U.S. Rep. Michael McCaul R-Texas, who represents part of UT and whose district stretches from Austin to Houston, said that he always supported expanding the availability of college aid, but voted against this specific bill.

“By giving the federal government a monopoly over student lending, this plan will eliminate choice, competition, and innovation in our student loan system,” McCaul said, “Moreover, in an environment where job security is already a concern, this bill will lead to job loss for those involved with the Federal Family Education Loan program.”

U.S. Rep. Lamar Smith R-TX said that he voted against this bill because it replaces the respected Federal Family Education Loan Program with a government run system of lending.

“A government-run lending program would be bad for students, bad for schools, and bad for jobs,” Smith said, “It would provide the bare minimum in services to students and families while adding layers of costly bureaucracy and mountains of additional paperwork.”

U.S. Rep. Lloyd Doggett D-Texas, who voted for this bill and whose district St. Edward’s lies in, said that students from Huston-Tillotson University, the University of Texas, Texas State University, Austin Community College, and St. Edwards University will receive around $83.1 million dollars in Pell Grants over the next decade thanks to the bill.

“By eliminating the unnecessary middle-man role of private financial institutions, cutting red tape, and lending directly to students, the federal government will have more money for our students and more resources left over to apply to reduce the national debt,” Doggett said.

The bill has not yet been voted on by the U.S. Senate.
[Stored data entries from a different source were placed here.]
PR #888, opened 2022-06-14
Insert covsearch tool and combine covsearch and allometry results in amd

ZheHuang96:
Hi Rikard,

This PR is to combine covsearch tool by using searching space and add results in AMD results class. 

I will set up the amd test after this PR

Best regards, 
Zhe Huang


ZheHuang96:
Hi Rikard,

Both the House and the Senate will have to pass the bill in exactly the same form before passing it on to President Obama to sign or veto.

 

History

The Student Aid and Fiscal Responsibility Act follows the Ensuring Continued Loans Act of 2008 that allowed the U.S. Department of Education to purchase Stafford and Plus loans this past summer.

The government began purchasing loans after the financial crisis decreased funding for student loans. Sallie Mae, the nation’s largest provider of student loans, cut back on lending last year in response to the financial crisis.

Under both bills, students may have to pay more than one loan holder once the repayment period begins.

If a student currently has a Federal Family Education Loan Program loan, they are not disadvantaged in any way if they do not switch over to the Direct Loan Program.

“If a student has a Federal Family Education Loan Program loan, it’s not like they are missing out on a party,” Peterson said.